A Atrofia Letal da Coroa do Coqueiro (ALCC) é uma doença que pode ocorrer em qualquer espécie de coqueiro, atingindo a coroa e causando redução do tamanho da folhagem. Consequentemente, ocorre a redução da produção. Como a área de fotossíntese se torna menor, a alimentação da planta e a produção de nutrientes ficam muito prejudicadas.
No Brasil, já foram relatados casos em nove estados: Amazonas, Pará, Roraima, Maranhão, Sergipe, Bahia, Paraíba, Pernambuco e Espírito Santo. Acredita-se que a anomalia possa expandir-se cerca de 40 quilômetros por ano, podendo atingir a cocoicultura de outros estados futuramente.
No Estado do Rio de Janeiro, responsável por 8% da produção da fruta no país e maior consumidor in natura de coco verde, ainda não foi relatado nenhum caso da anomalia. Entretanto, existe o risco de atingir o estado pela fronteira com o Espírito Santo, onde a ALCC foi relatada a cerca de 300 km.
Já ocorreu redução significativa da produção da fruta no Rio de Janeiro entre os anos de 2009 e 2019, de 48% da área cultivada, de 4.246 hectares para 2.215 hectares. Caso a Atrofia Letal da Coroa do Coqueiro chegue ao estado, pode afetar ainda mais o plantio e a produção e, consequentemente, o consumo e o lucro.

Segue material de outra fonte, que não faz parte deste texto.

Issue #2114, opened 2025-04-29
`edge functions` getting an error (not interrupting service)


travjenkins:
Some of our edge functions keep throwing the error below. Nothing is breaking but we should probably get this fixed.

![Image](https://github.com/user-attachments/assets/e20d8c13-6455-43ae-ad5c-8be9b79e8bbb)

travjenkins:
Supabase support helped when I reached out to them and mentioned this file as a possible cause:
https://github.com/estuary/flow/blob/484df179df4ec5bea35d9a7b861306250e4d7e6a/supabase/functions/billing/index.ts#L7

And to switch over to JSR or NPM imports. This should also help cold start times.

travjenkins:
Probably good to stop using `esm.sh` - https://deno.com/blog/not-using-npm-specifiers-doing-it-wrong

Issue #1412, opened 2024-03-11
Edge function `billing` is using a deprecated API


travjenkins:
We are using a deprecated API in our `billing` edge function. We should probably look into upgrading sometime soon so we are not "stuck" on Deno 1.

```
warning: Use of deprecated "Deno.stdin.rid" API. This API will be removed in Deno 2. Run again with DENO_VERBOSE_WARNINGS=1 to get more details.
```

PR #2198, opened 2025-06-06
Cleaning up some `edge function` tech debt

travjenkins:
**Description:**

completes https://github.com/estuary/flow/issues/2114
completes https://github.com/estuary/flow/issues/1412

Changes:

- Replace all uses of `esm.sh` as this was importing `deno std 1.177`
- Moved some functions to a shared folder and added tests
- Replaced an older SHA256 package with an approach using deno features

**Workflow steps:**

N/A

N/A

**Notes for reviewers:**

oAuth url fetching still working
image

billing calls working
image

edge functions running with no errors
image

- - -
This change is [Reviewable](https://reviewable.io/reviews/estuary/flow/2198)


supabase/functions/_shared/helpers.ts
travjenkins, line 1: These functions did not 100% have to move here - but felt like functions that _could_ be reusable should just live here.

supabase/functions/_shared/helpers.ts
```diff
@@ -41,3 +43,27 @@ export const compileTemplate = (template: string, data: any) => {
 
     return mustacheOutput;
 };
+
+// https://github.com/chiefbiiko/sha256/issues/5#issuecomment-1766746363
+export async function hashStrBase64(str:string):Promise<string> {
+  const msgUint8 = new TextEncoder().encode(str)
+  const hashBuffer = await crypto.subtle.digest('SHA-256', msgUint8)
+  return fromUint8Array(new Uint8Array(hashBuffer)).padEnd(44, '=')
+}
```
travjenkins, line 52: While looking to see if packages were on `jsr` or `npm` I noticed an older package. While looking at the repo I noticed some people calling out performance issues (https://github.com/chiefbiiko/sha256/issues/5) so went ahead and replaced that with an approach the user recommended.

supabase/functions/_shared/supabaseClient.ts
travjenkins, line 1: Wanted to keep the client creations in a single spot to make sure they're on the same version and also always remember we have multiple clients.

supabase/functions/billing/index.ts
```diff
@@ -19,18 +20,15 @@ serve(async (req) => {
             const request = await req.json();
 
             const requested_tenant = request.tenant;
+
+            const authHeader = req.headers.get("Authorization");
+            if (!authHeader) {
+                throw new Error("Missing headers");
+            }
```
travjenkins, line 27: This probably should never happen... but since I was in here I decided to make things a tiny bit safer.

supabase/functions/oauth/auth-url.ts
```diff
@@ -29,7 +13,7 @@ interface OauthSettings {
 export async function authURL(req: { connector_id?: string; connector_config?: OauthSettings; config: object; redirect_uri?: string; state?: object }) {
     const { connector_id, config, redirect_uri, state, connector_config } = req;
 
-    let data: OauthSettings;
+    let data: OauthSettings | null;
```
travjenkins, line 16: The data can technically be null. So marking it as such.

supabase/functions/oauth/auth-url.ts
```diff
@@ -61,8 +45,7 @@ export async function authURL(req: { connector_id?: string; connector_config?: O
 
     // See https://www.oauth.com/oauth2-servers/pkce/authorization-request/
     const codeVerifier = generateUniqueRandomKey(50);
-    const codeChallenge = base64URLSafe(sha256(codeVerifier, "utf8", "base64") as string);
-    const codeChallengeMethod = "S256";
+    const codeChallenge = base64URLSafe(await hashStrBase64(codeVerifier));
```
travjenkins, line 48: Use the new function here. The output should pretty much be the same.

supabase/functions/oauth/auth-url.ts
```diff
@@ -72,7 +55,7 @@ export async function authURL(req: { connector_id?: string; connector_config?: O
             client_id: oauth2_client_id,
             config,
             code_challenge: codeChallenge,
-            code_challenge_method: codeChallengeMethod,
+            code_challenge_method: "S256",
```
travjenkins, line 58: This was hard coded already so not sure what the value of the `const' was.

supabase/functions/tests/shared_test.ts
travjenkins, line 1: This isn't the most helpful test - but it is a good spot to show the difference between the old hashing approach and the new approach. Showing it is _really_ close.

supabase/functions/tests/shared_test.ts
```diff
@@ -0,0 +1,54 @@
...
+      expect(randomNumberHashed).toBe(testData[2].newHash);
+    });
+
+    it("still hashes the same as before but with different separators", () => {
+      expect(randomStringHashed.split("-")).toEqual(testData[0].oldHash.split('+'))
+      expect(randomKeyHashed.split("-")).toEqual(testData[1].oldHash.split('+'))
+      expect(randomNumberHashed.split("_")).toEqual(testData[2].oldHash.split('/'))
+    })
+  });
+});
```
mdibaiee, line 60: am I right that the `base64URLSafe` version of both hashes are equal completely? it seems their difference is just that

travjenkins: Yeah. Once they are ran through the URL replaced they will be exactly the same.

mdibaiee (approved):

supabase/functions/tests/shared_test.ts
travjenkins: Added in a test to make sure this is fully documented.

jshearer (approved):
LGTM

PR #2208, opened 2025-06-09
Update allow-ip-addresses.md

dyaffe:
**Description:**

Updating the IP address labeling to be Europe vs US since that is more important than AWS vs GCP

- - -
This change is [Reviewable](https://reviewable.io/reviews/estuary/flow/2208)


aeluce (approved):
👍

PR #2212, opened 2025-06-10
agent: fix follow up scheduling after new build activation

psFried:
Fixes the `next_run` time after controllers activate a new build. This had a 5m placeholder value mistakenly left in the code, and the fix is to just compute the actual value, which will result in 30s.

- - -
This change is [Reviewable](https://reviewable.io/reviews/estuary/flow/2212)


jgraettinger (approved):
LGTM

PR #2213, opened 2025-06-10
agent-api: filter out stale connector status in status response

psFried:
Updates the `/catalog/status` endpoint to filter our stale connector statuses when generating responses.  A stale status is one that has a non-current build id, or that has a timestamp indicating it was written prior to the most recent activation. In other words, we assume that if a connector emits a status at all, that it will do so upon every successful startup of the connector.

Currently, we are showing stale connector statuses in the UI, which is pretty confusing in cases where shards are failed and the connector status still says it's running. I can't think of a reason why we'd ever want to expose stale connector statuses via the `/catalog/status` endpoint, since users can simply look at the task logs for historical statuses. So I think it's better to filter them on the backend.

- - -
This change is [Reviewable](https://reviewable.io/reviews/estuary/flow/2213)

### DIFF
--- a/crates/agent/src/api/public/status.rs
+++ b/crates/agent/src/api/public/status.rs
@@ -153,6 +153,15 @@ impl StatusRow {
             controller_status.as_ref(),
             connector_status.as_ref(),
         );
+
+        // Omit the connector status if it's known to be stale.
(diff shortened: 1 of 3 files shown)


jgraettinger (approved):
LGTM

PR #2231, opened 2025-06-18
field selection tweaks & fix local stacks

jgraettinger:
**Description:**

* When `recommended: true`, don't select object leaves to maintain legacy selection behavior in this case
* Add temporary migration handling to populate `groupBy` clause when the current key is non-canonical.
* Streamline encrypted HMAC key handling for "manual" (local) data-planes.

Tested on a local stack by creating two collections, one with a projection of the collection key, the other without.
I confirmed that we added a `groupBy` to only the intended collection, and that thereafter the field selection logging output no differences.

**Workflow steps:**

**Notes for reviewers:**

- - -
This change is [Reviewable](https://reviewable.io/reviews/estuary/flow/2231)

### DIFF
--- a/crates/agent/src/api/create_data_plane.rs
+++ b/crates/agent/src/api/create_data_plane.rs
@@ -26,8 +26,6 @@ pub struct Manual {
     reactor_address: String,
     /// HMAC keys of the data-plane.
     hmac_keys: Vec<String>,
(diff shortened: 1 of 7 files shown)


psFried (approved):
LGTM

Entrevista realizada com o engenheiro agrônomo e diretor técnico da PESAGRO-RIO, Sílvio Galvão:
Existem formas de prevenir a ALCC?
Os estudos atuais não concluíram sobre o possível agente causal dessa anomalia. Assim, entendemos ser mais pertinente a condução da plantação envolvendo diferentes alternativas de manejo da produção e limpeza da área visando plantas saudáveis e diminuição da infestação de pragas em geral.
Qual a principal forma de tratar e recuperar o coqueiro atingido?
A PESAGRO-RIO entende que a melhor forma é manter a lavoura livre de folhas velhas, com monitoramento sistemático do início de ocorrência de pragas, tanto na parte aérea quanto radicular. Ainda, a correção da acidez do solo, adubação equilibrada e a busca de drenagem adequada da área, evitando-se sempre áreas alagadiças, permitindo o máximo vigor das plantas e a manifestação da sua resistência natural a condições adversas.
Existe risco no consumo de cocos extraídos de árvores atingidas pela doença?
Não. Na agricultura, é rara a ocorrência de pragas ou distúrbios fisiológicos que provoquem algum tipo de patologia no consumidor. Assim, mesmo com a ocorrência da anomalia, o consumo não é prejudicado. O grande prejuízo está na diminuição da produção individual, na produtividade anual da área de cultivo e na longevidade dos coqueiros.